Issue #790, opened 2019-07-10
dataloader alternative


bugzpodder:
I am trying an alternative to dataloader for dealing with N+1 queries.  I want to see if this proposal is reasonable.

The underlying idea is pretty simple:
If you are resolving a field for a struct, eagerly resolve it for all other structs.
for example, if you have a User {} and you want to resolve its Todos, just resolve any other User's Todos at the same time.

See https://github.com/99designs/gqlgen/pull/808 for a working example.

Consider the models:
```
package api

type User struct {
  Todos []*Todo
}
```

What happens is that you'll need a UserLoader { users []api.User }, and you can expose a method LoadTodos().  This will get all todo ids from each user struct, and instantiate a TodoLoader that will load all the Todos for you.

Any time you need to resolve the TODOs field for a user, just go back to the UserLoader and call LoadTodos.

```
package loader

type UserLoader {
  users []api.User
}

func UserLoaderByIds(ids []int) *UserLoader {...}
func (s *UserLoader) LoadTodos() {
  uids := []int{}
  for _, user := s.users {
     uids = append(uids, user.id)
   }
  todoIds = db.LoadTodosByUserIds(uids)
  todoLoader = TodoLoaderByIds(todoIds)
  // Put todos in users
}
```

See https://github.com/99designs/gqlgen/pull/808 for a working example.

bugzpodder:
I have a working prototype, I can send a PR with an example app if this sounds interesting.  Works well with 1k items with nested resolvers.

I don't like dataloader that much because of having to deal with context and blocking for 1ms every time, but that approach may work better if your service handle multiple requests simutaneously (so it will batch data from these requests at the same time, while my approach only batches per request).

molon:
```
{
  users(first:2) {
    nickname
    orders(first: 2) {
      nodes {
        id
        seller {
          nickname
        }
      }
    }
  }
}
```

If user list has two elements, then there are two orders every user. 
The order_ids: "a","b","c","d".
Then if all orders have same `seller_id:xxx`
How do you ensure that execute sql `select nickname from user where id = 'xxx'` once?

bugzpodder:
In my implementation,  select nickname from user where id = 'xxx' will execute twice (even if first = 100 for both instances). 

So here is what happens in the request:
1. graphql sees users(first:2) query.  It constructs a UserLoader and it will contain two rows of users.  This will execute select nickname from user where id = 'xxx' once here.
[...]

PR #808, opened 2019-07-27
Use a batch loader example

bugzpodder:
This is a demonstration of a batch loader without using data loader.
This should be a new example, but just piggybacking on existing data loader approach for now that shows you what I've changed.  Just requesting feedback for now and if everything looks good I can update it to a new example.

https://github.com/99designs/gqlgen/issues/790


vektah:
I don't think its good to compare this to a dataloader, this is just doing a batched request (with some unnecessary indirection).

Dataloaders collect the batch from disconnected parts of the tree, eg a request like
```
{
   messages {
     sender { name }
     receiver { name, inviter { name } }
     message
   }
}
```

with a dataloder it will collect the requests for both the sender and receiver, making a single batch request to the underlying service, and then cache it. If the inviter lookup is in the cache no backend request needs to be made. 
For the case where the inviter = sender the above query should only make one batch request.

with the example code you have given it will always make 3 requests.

┄┄┄┄┄┄

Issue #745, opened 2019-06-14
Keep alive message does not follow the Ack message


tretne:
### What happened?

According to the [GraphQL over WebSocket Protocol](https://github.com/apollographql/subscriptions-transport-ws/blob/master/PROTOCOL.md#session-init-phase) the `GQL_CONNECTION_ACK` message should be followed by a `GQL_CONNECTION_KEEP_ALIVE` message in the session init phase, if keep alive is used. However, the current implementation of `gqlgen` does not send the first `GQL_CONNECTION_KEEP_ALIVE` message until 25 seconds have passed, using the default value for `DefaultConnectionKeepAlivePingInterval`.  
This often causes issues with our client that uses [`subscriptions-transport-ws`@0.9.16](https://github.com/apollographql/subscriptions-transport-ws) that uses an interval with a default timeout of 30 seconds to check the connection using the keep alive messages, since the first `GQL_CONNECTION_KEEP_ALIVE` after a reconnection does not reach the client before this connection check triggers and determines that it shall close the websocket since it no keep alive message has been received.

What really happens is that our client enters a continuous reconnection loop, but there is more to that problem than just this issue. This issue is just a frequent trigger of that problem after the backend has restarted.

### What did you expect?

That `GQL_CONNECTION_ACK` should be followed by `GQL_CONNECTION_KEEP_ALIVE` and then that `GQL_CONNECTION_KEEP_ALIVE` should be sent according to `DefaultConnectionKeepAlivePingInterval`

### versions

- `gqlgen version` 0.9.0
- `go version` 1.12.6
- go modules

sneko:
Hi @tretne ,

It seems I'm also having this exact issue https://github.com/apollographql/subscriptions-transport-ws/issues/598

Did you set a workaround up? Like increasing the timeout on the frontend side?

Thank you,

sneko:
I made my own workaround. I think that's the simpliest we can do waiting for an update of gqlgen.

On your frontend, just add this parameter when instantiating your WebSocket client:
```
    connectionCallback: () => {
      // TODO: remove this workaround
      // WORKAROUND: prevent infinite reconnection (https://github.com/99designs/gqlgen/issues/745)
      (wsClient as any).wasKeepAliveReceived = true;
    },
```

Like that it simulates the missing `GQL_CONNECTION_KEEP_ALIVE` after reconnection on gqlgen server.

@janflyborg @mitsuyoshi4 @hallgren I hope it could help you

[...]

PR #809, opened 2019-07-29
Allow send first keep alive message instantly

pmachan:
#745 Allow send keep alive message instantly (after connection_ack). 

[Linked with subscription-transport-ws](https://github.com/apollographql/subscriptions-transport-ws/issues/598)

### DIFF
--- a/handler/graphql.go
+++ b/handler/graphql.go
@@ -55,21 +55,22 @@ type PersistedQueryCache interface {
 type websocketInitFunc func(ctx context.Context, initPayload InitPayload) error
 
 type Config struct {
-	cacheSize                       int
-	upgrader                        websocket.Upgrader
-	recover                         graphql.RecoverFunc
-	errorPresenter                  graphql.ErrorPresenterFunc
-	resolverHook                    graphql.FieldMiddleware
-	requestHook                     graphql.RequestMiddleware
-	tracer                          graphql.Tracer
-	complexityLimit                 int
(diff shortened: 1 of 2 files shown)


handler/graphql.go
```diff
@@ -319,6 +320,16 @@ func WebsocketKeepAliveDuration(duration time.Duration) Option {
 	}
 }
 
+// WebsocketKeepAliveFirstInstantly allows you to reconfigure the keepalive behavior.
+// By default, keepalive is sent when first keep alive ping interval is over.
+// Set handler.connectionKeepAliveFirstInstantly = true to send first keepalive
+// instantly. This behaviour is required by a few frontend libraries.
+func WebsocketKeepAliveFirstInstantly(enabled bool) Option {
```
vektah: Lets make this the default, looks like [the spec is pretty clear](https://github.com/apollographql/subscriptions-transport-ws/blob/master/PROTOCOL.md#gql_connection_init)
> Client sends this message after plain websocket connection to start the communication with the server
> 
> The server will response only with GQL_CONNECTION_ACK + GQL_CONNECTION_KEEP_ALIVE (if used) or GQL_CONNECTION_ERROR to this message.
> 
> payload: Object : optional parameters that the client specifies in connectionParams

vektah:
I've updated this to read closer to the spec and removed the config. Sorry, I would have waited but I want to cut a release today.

┄┄┄┄┄┄

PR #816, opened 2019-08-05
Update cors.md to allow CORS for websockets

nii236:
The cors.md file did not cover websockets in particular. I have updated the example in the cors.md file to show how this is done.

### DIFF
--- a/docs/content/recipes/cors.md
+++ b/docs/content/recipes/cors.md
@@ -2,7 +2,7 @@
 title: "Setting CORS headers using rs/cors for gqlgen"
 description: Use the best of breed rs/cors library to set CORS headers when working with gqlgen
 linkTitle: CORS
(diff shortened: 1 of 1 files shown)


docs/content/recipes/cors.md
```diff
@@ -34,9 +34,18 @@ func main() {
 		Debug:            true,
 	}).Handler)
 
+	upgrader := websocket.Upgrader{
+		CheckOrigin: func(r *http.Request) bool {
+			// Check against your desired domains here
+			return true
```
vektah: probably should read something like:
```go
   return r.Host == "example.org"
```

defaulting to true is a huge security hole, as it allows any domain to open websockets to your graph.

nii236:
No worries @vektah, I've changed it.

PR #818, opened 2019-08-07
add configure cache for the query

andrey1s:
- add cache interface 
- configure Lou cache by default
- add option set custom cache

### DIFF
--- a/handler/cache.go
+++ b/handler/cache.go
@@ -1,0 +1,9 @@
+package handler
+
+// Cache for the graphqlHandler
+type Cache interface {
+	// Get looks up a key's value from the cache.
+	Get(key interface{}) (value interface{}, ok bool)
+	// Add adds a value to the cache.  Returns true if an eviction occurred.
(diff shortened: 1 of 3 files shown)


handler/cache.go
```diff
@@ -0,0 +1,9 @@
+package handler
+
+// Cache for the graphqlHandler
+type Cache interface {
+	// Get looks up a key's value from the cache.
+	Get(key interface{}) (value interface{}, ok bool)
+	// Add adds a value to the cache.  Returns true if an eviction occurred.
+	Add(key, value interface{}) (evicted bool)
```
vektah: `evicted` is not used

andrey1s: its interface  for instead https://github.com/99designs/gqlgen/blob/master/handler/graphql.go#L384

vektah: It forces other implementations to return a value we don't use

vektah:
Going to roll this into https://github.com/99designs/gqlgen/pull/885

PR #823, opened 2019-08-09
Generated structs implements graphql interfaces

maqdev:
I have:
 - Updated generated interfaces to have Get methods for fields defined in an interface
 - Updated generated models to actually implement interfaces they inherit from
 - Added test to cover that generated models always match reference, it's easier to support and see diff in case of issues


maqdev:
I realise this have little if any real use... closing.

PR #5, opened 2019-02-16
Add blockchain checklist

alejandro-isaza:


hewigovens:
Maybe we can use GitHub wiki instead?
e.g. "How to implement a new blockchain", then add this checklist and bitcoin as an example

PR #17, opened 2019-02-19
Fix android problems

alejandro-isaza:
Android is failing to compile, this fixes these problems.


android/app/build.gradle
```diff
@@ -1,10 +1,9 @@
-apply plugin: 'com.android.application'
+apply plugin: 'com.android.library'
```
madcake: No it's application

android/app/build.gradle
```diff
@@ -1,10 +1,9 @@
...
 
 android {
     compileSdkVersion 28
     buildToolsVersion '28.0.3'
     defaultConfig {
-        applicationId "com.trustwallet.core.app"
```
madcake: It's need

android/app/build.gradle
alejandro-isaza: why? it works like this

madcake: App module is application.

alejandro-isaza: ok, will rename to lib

┄┄┄┄┄┄

→ What the exercise asks:
Send back an exact copy of only the lines from the line with "to this message." up to and including the line with "I've updated this" in the data above.

→ Worked solution:
> The server will response only with GQL_CONNECTION_ACK + GQL_CONNECTION_KEEP_ALIVE (if used) or GQL_CONNECTION_ERROR to this message.
> 
> payload: Object : optional parameters that the client specifies in connectionParams

vektah:
I've updated this to read closer to the spec and removed the config. Sorry, I would have waited but I want to cut a release today.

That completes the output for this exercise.